== Source material

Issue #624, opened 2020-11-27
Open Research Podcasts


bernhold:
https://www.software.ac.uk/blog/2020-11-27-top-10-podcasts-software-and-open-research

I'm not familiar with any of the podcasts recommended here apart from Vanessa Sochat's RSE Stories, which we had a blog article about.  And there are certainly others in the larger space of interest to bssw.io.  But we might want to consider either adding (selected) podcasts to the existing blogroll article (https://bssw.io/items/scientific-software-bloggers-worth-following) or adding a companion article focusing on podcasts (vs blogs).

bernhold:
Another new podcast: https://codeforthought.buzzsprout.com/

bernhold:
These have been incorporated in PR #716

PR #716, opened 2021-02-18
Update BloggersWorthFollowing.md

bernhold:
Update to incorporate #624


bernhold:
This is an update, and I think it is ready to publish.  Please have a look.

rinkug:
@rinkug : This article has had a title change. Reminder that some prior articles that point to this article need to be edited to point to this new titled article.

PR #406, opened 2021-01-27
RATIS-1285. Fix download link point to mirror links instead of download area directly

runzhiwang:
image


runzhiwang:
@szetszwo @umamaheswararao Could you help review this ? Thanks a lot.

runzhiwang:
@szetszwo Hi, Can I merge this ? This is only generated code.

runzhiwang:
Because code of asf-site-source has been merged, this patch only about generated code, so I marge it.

====

**What to produce**:
Filter the lines above, keeping each one that contains the string "szetszwo".

**Reply**:
@szetszwo @umamaheswararao Could you help review this ? Thanks a lot.
@szetszwo Hi, Can I merge this ? This is only generated code.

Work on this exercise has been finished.